Festkörperphysik, Kristalldefekt, Fehlordnung, jede Abweichung von einer streng periodischen Anordnung der Gitterbausteine im Kristall. Für fast alle makroskopischen Eigenschaften, insbesondere die mechanischen und elektrischen, sind Gitterfehler von entscheidender Bedeutung. Man kann Gitterfehler nach der Grösse und der Art der Entstehung einteilen.
a) Grösse: Man unterscheidet atomare Fehlordnungen, Punktdefekte, die eindimensional sind, und makroskopische Defekte, die, je nachdem ob sie zwei- oder dreidimensional ausgedehnt sind, Liniendefekte oder Oberflächendefekte genannt werden.
Zu den atomaren Defekten gehören die thermischen Defekte, die in jedem perfekten Kristall oberhalb des absoluten Temperatur-Nullpunkts entstehen. Desweiteren zählen zu den Punktdefekten: Leerstellen (Schottky-Defekte), Zwischengitteratome, Frenkel-Defekte und Farbzentren. Auch Fremdatome, das heisst chemische Fehlordnungen, sind Punktdefekte.
Zu den makroskopischen Defekten gehören Versetzungen, Kleinwinkelkorngrenzen, Stapelfehler und Korngrenzen zwischen verschieden orientierten Kristalliten.
Chemische Fehlordnungen und Versetzungen werden auch Kristallbaufehler genannt, da sie im idealen Kristall nicht vorkommen.

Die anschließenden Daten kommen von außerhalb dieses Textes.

PR #9, opened 2023-06-07
Add clang-format config and documentation

boomanaiden154:
No changed files since these seems to be the format that was used internally. However, a config file still needs to be added as the default style for `clang-format` isn't `Google`, and it's good to have some documentation on how to use the formatting tools.


ondrasej:
Cool, thanks for adding this!

PR #12, opened 2023-06-18
Add formatting jobs to CI

boomanaiden154:
As a public repository, Gematria gets unlimited free minutes for running jobs on Github CI. We've had good success using Github actions to ensure code is formatted properly/tests pass in MLGO, so I'm opening up this patch to do the same with Gematria so that it's less likely developers miss something.

Note that I'm using external dependencies here to make the setup easier, which may not be super desirable due to issues like maintenance concerns, but migrating off of them should be trivial. Something to note, however.

### DIFF
--- a/.github/workflows/main.yml
+++ b/.github/workflows/main.yml
@@ -1,0 +1,36 @@
+name: Gematria CI
+
+on: [push, repository_dispatch, pull_request]
+
+jobs:
+  check-python-formatting:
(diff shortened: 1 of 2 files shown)


ondrasej:
This is really cool, thanks!

Let's see how it works in practice, but unless the formatters change significantly, this should not generate a lot of maintenance work.

PR #13, opened 2023-06-23
Update Dockerfile after dependency installation change

boomanaiden154:
Recently we moved from declaring an entire transitive closure in requirements.txt (and generating that with Bazel) to declaring just the top-level packages along with version information in requirements.in. This change brought with it a different set of commands for setup which breaks the existing Dockerfile. This patch fixes the Dockerfile to match the new setup.


ondrasej:
Thanks for fixing this!

PR #14, opened 2023-06-23
Experiment - access pattern benchmarks

virajbshah:
# Experiment - access pattern benchmarks

Adds experiments/access_pattern_bm.

This directory contains a set of microbenchmarks whose purpose 
is to serve as a sanity check of sorts for cache hit/miss performance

b) Art der Entstehung: Vier Mechanismen sind im wesentlichen
die Ursache für Gitterfehler:
· Aufgrund
der Wärmebewegung schwingen die Atome um ihre Ruhelage, bei Raumtemperatur mit
Frequenzen um 1012-1013 Hz und Amplituden um
0,01 nm, wobei diese Bewegung auch am absoluten Nullpunkt (T = 0 K) nicht aufhört (Nullpunktsenergie).
· Durch
Stösse mit von aussen kommenden Teilchen oder g-Quanten oder auch durch thermische
Anregung können Atome ihren Platz ganz verlassen und sich an irgendeiner
anderen Stelle des Kristalls anlagern (Punktfehler, Fehlstelle).
·
Versetzungen sind linienartige Fehlordnungen in Kristallen, sie können sowohl
beim Kristallwachstum als auch durch mechanische Verformung entstehen. Lage und
Orientierung einer Versetzung werden durch den Burgers-Vektor charakterisiert,
dieser steht bei einer Stufenversetzung senkrecht zur Kante der eingeschobenen
Netzebene, bei einer Schraubenversetzung parallel zur Schraubenrichtung
·
Flächenhafte Fehlstellen werden Stapelfehler genannt, dabei sitzen entweder
ganze Netzebenen an einer falschen Stelle oder bestehen aus einer »falschen«
Atomsorte.
Gitterfehler 1: Punktdefekte; a: Leerstelle, b: Zwischengitteratom, c: kleines Substitutionsatom, d: grosses Substitutionsatom).
Gitterfehler 2: Schraubenversetzung; ein Kristall wird partiell aufgetrennt (a) und um einen Atomabstand geschert (b).
Gitterfehler 3: linearer Defekt; eine Versetzung (a) verlagert sich schrittweise in Gleitrichtung (b), an der Aussenseite entsteht eine Stufe (c).
Gitterfehler 4: Flächendefekt; a: Korngrenze, b: Zwillingskristall.
Gitterfehler 5: Mikrophotographie von Zwillingen innerhalb eines Messing-Kristallkorns (250fach vergrössert).